### What you are asked to do
Each line in the entries below that holds the word "TODO" belongs in the answer.

### Data for this exercise
•••••
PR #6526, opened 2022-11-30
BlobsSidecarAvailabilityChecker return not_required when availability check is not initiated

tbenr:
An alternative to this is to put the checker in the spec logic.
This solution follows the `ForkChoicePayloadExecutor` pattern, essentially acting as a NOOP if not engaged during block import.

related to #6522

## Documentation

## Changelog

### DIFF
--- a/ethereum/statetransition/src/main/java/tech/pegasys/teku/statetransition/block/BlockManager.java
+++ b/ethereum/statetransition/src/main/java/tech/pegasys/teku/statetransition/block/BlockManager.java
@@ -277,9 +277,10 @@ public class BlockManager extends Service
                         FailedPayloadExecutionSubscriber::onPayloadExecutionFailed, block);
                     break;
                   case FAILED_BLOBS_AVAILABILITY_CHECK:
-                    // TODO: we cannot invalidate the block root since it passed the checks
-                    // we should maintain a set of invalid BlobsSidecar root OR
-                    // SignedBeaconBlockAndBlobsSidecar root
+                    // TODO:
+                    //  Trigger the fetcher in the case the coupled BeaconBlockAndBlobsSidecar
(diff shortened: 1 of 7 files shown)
•••••
### Written answer
-                    // TODO: we cannot invalidate the block root since it passed the checks
+                    // TODO:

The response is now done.